Hey there! Im about to try your script out but Im almost 100% sure I know whats going on. I have to admit that I gave bs a once over years ago and have been married to scrapy (we have a special connection... ?lol)... BUT when your doing your parsing, in scrapys case (as beautifulSoup) theres' a default header or "User Agent" Profile.. Hmmmm .. Cant be much different...
Just google "adding user agent header to beatifulsoup" and tada! but... I
# After import what you need.... You can either list multiple header profiles...
user_agents = [
'Mozilla/5.0 (Windows; U; Windows NT 5.1; it; rv:1.8.1.11)
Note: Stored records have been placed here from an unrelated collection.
PR #1022, opened 2021-05-20
String inside a sequence is quoted in toString method.

ThakeeNathees:
### test.wren
```lua
var list = [42, 12, "42, 12", false, "false"]
System.print(list)

var map = {12: "List", "12": List}
System.print(map)
```

### Before
```
[42, 12, 42, 12, false, false]
{12: List, 12: List}
```

### After
```
[42, 12, "42, 12", false, "false"]
{12: "List", "12": List}
```


util/wren_to_c_string.py
```diff
@@ -22,6 +22,7 @@
 def wren_to_c_string(input_path, wren_source_lines, module):
   wren_source = ""
   for line in wren_source_lines:
+    line = line.replace("\\", "\\\\")
```
joshgoebel, line 25: This should likely be it's own PR if Ruby has't fixed it already... I believe she mentioned it in another issue.  I've seen this also.

ThakeeNathees: I've used `\"` in `wren_core.wren` and which makes the  `wren_core.wren.inc` generation faill because `\"` become `\\"` and the c string terminates with the quote.

joshgoebel: _Yes, I'm familiar with the problem._  But this feature may or may not be merged - but that fix should be merged no matter what because it's actually a bug fix.

mhermier: For that line only yes.

mhermier:
For the content of this patch I have some concerns, as it tries to do an equivalent of python `repr`. Implementation wise, I would have preferred a `String.quote`, and make it part of join instead. But even with that In place I'm still wondering.

joshgoebel:
My thumbs up was for the functionality itself.  I think this improves the readability.  The implementation could likely be improved further, agreed.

'Gecko/20071127 Firefox/2.0.0.11',
'Opera/9.25 (Windows NT 5.1; U; en)',
'Mozilla/4.0 (compatible; MSIE 6.0; Windows NT 5.1; SV1; .NET CLR 1.1.4322; .NET CLR 2.0.50727)',
'Mozilla/5.0 (compatible; Konqueror/3.5; Linux) KHTML/3.5.5 (like Gecko) (Kubuntu)',
'Mozilla/5.0 (Windows NT 5.1) AppleWebKit/535.19 (KHTML, like Gecko) Chrome/18.0.1025.142 Safari/535.19',
'Mozilla/5.0 (Macintosh; Intel Mac OS X 10.7; rv:11.0) Gecko/20100101 Firefox/11.0',
'Mozilla/5.0 (Macintosh; Intel Mac OS X 10.6; rv:8.0.1) Gecko/20100101 Firefox/8.0.1',
'Mozilla/5.0 (Windows NT 6.1; WOW64) AppleWebKit/535.19 (KHTML, like Gecko) Chrome/18.0.1025.151 Safari/535.19'
]
#The when Calling the start or base url you pass the "headers = "... usining choice randomize you can have this list and be...well not sneaky because unless your proxifying its not neccesary..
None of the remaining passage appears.